● EXERCISE BRIEF
The lines to copy are those in the listing that hold the word "implementation".
......
PR #717, opened 2025-10-12
advanced redirect/rewrite/forward http svc/layer

### LINKED ISSUE #716: create http redirect service layer
We already have a network and proxy forward service. We have not yet an http one.

The goal of this new service is to make it easier to create a rule tree (including a single rule) to forward one url to another url (using a redirect resolution, e.g. status code 302).

Currently we already do this in some private services built with rama, but each time manually crafted using a custom service developed "from scratch". This has been done sufficiently amount of times, that clearly we can better make a service for it to make this easier.

Wildcard examples

* forward `www.example.com/*` to `example.com/*`
* forward `*.example.org/*` to `example.com/*`

We could however also go fancier and allow to use path parameters and also make those available... etc.
To be figured out...

This could then be used to create a forwarder, with as a fallback your regular router.

GlenDC:
Closes #716


rama-http/src/matcher/mod.rs
```diff
@@ -485,29 +486,46 @@ impl<Body> HttpMatcher<Body> {
...
+        self.and(Self::uri_wildcard(wc))
     }
 
     /// Create a [`UriMatcher`] matcher to match as an alternative to the existing set of [`HttpMatcher`] matchers.
     ///
     /// See [`UriMatcher`] for more information.
     #[must_use]
-    pub fn or_uri(self, re: impl AsRef<str>) -> Self {
-        self.or(Self::uri(re))
+    pub fn or_uri_wildcard(self, wc: Wildcard<'static>) -> Self {
```
GlenDC, line 535: missing or for regex

rama-http/src/service/redirect/mod.rs
```diff
@@ -6,6 +6,9 @@ use crate::{Response, header};
 use rama_core::Service;
 use std::{convert::Infallible, fmt, marker::PhantomData};
 
+mod r#static;
+pub use r#static::RedirectStatic;
+
 /// Service that redirects all requests.
 pub struct Redirect<ResBody> {
```
GlenDC: remove this one

PR #719, opened 2025-10-13
Issue 517/support akamai h2 passive fingerprint

### LINKED ISSUE #517: support akamai h2 passive fingerprint and expose in echo + fp services
Paper: <https://www.blackhat.com/docs/eu-17/materials/eu-17-Shuster-Passive-Fingerprinting-Of-HTTP2-Clients-wp.pdf>

Example implementation: <https://tls.peet.ws/>

Can be added to https://github.com/plabayo/rama/tree/main/rama-net/src/fingerprint with implementation in `./akamai/h2.rs`

You can look at <https://github.com/plabayo/rama/blob/main/rama-net/src/fingerprint/ja4/http.rs> for an example

In a file like <https://github.com/plabayo/rama/blob/main/src/cli/service/echo.rs> you should be able to find out how to get access to all required info.

Please also add unit tests with inline docs

sim-hash:
closes #517

Implement passive HTTP2 client fingerprinting using Akamai methodology.

  - Added rama-net/src/fingerprint/akamai/h2.rs with AkamaiH2 implementation
  - Integrated into FP service and echo service
  - Added test suite

### DIFF
--- a/rama-cli/src/cmd/fp/endpoints.rs
+++ b/rama-cli/src/cmd/fp/endpoints.rs
@@ -12,7 +12,7 @@ use rama::{
     error::{ErrorContext, OpaqueError},
     extensions::ExtensionsRef,
     http::{
-        Body, BodyExtractExt, Request, Response, StatusCode, Version,
+        BodyExtractExt, Request, Response, StatusCode, Version,
         proto::h2,
         service::web::{
             extract::Path,
--- a/rama-net/src/fingerprint/akamai/h2.rs
+++ b/rama-net/src/fingerprint/akamai/h2.rs
@@ -8,7 +8,6 @@
 //! - P = PRIORITY frames (stream_id:exclusive:depends_on:weight, comma-separated, or "0" if not present)
 //! - PS = Pseudo-header order (m=method, p=path, a=authority, s=scheme, comma-separated)
 
-use itertools::Itertools as _;
 use rama_core::extensions::Extensions;
 use rama_http_types::proto::h2::{
     PseudoHeader, PseudoHeaderOrder,
@@ -21,7 +20,7 @@ use rama_http_types::proto::h2::{
         StreamId,
     },
 };
-use std::fmt;
+use std::{fmt, io};
 
 #[derive(Clone)]
 pub struct AkamaiH2 {
@@ -56,9 +55,13 @@ impl AkamaiH2 {
         for frame in early_frames.iter() {
             match frame {
                 EarlyFrame::Settings(s) => {
-                    if !s.is_ack()
-                        && let Some(order) = &s.config.setting_order
-                    {
+                    if !s.is_ack() {
+                        let order = s
+                            .config
+                            .setting_order
+                            .as_ref()
+                            .ok_or(AkamaiH2ComputeError::MissingSettingOrder)?;
+
                         for setting_id in order.iter() {
                             let value = match setting_id {
                                 HeaderTableSize => s.config.header_table_size,
@@ -94,6 +97,10 @@ impl AkamaiH2 {
             }
         }
 
+        if settings.is_empty() {
+            return Err(AkamaiH2ComputeError::NoSettings);
+        }
+
         let pseudo_order = pseudo_header_order
             .iter()
             .filter_map(|ph| match ph {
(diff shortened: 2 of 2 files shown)


sim-hash:
@GlenDC Let me know if I missed anything regarding documentation. Also, does the profile from rama-ue require extension with akamai fingerprint?

rama-cli/src/cmd/fp/endpoints.rs
```diff
@@ -156,6 +156,18 @@ pub(super) async fn get_report(req: Request) -> Result<Html, Response> {
         })
     }
 
+    if parts.version == Version::HTTP_2
+        && let Some(akamai_h2) = get_akamai_h2_info(&parts.extensions)
+    {
+        tables.push(Table {
+            title: "🆔 Akamai H2".to_owned(),
+            rows: vec![
+                ("Akamai HTTP2 Client Fingerprint".to_owned(), akamai_h2.hash),
```
GlenDC:
```suggestion
                ("Akamai h2 Client Fingerprint".to_owned(), akamai_h2.hash),
```

rama-cli/src/cmd/fp/endpoints.rs
```diff
@@ -156,6 +156,18 @@ pub(super) async fn get_report(req: Request) -> Result<Html, Response> {
         })
     }
 
+    if parts.version == Version::HTTP_2
+        && let Some(akamai_h2) = get_akamai_h2_info(&parts.extensions)
+    {
+        tables.push(Table {
+            title: "🆔 Akamai H2".to_owned(),
```
GlenDC:
```suggestion
            title: "🆔 Akamai h2".to_owned(),
```

rama-cli/src/cmd/fp/endpoints.rs
```diff
@@ -536,6 +548,18 @@ pub(super) async fn form(req: Request) -> Result<Html, Response> {
...
```
GlenDC:
```suggestion
            title: "🆔 Akamai h2".to_owned(),
```

rama-cli/src/cmd/fp/endpoints.rs
```diff
@@ -536,6 +548,18 @@ pub(super) async fn form(req: Request) -> Result<Html, Response> {
...
+            rows: vec![
+                ("Akamai HTTP2 Client Fingerprint".to_owned(), akamai_h2.hash),
```
GlenDC:
```suggestion
                ("Akamai h2 Client Fingerprint".to_owned(), akamai_h2.hash),
```

src/cli/service/echo.rs
```diff
@@ -711,6 +724,7 @@ impl Service<Request> for EchoService {
                 "path": parts.uri.path().to_owned(),
                 "query": parts.uri.query().map(str::to_owned),
                 "h2": h2,
+                "akamai_h2": akamai_h2,
```
GlenDC: I would move the `akamai_h2` property as as property of the `h2` object, as you already have also the `h2` version check (`if parts.version == Version::HTTP_2 {`) there.

rama-net/src/fingerprint/akamai/h2.rs
```diff
@@ -0,0 +1,496 @@
+//! Akamai HTTP2 Fingerprinting implementation for Rama.
+//!
+//! The fingerprint format is: `S[;]|WU|P[,]|PS[,]`
```
GlenDC:
```suggestion
//! The fingerprint format is: `S[;]|WU|P[,]#|PS[,]`
```

rama-net/src/fingerprint/akamai/h2.rs
```diff
@@ -0,0 +1,496 @@
...
+
+        let mut settings = Vec::new();
+        let mut window_update = None;
+        let mut priority_frames = Vec::new();
+
+        for frame in early_frames.iter() {
+            match frame {
+                EarlyFrame::Settings(s) => {
+                    if !s.is_ack()
+                        && let Some(order) = &s.config.setting_order
```
GlenDC: would it not be an error if we do not have a setting order? As it means we can have no settings in case we do not have order

rama-net/src/fingerprint/akamai/h2.rs
```diff
@@ -0,0 +1,496 @@
...
+                    priority_frames.push(AkamaiPriorityFrame {
+                        stream_id: p.stream_id.into(),
+                        exclusive: p.dependency.is_exclusive,
+                        depends_on: p.dependency.dependency_id.into(),
+                        weight: p.dependency.weight,
+                    });
+                }
+            }
+        }
+
```
GlenDC, line 99: what if there are no settings, probably due to a mistake. Seems there is no placeholder value (like 0) specified for settings. Should we perhaps have a check here `settings.is_empty()` to return an error if so?

rama-net/src/fingerprint/akamai/h2.rs
```diff
@@ -0,0 +1,496 @@
...
+                .join(",")
+        };
+
+        let pseudo = self.pseudo_header_order.iter().join(",");
+
+        // Format: S[;]|WU|P[,]|PS[,]
+        let raw = format!("{settings}|{window_update}|{priority}|{pseudo}");
+
+        if as_hash {
+            write!(f, "{}", md5_hash(&raw))
```
GlenDC: look at `rama-net/src/fingerprint/ja3.rs`, there is a way to write directly into `fmt::Write` so we avoid double allocating here

rama-net/src/fingerprint/akamai/h2.rs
......
● ANSWER BOX
Example implementation: <https://tls.peet.ws/>
Can be added to https://github.com/plabayo/rama/tree/main/rama-net/src/fingerprint with implementation in `./akamai/h2.rs`
  - Added rama-net/src/fingerprint/akamai/h2.rs with AkamaiH2 implementation
+//! Akamai HTTP2 Fingerprinting implementation for Rama.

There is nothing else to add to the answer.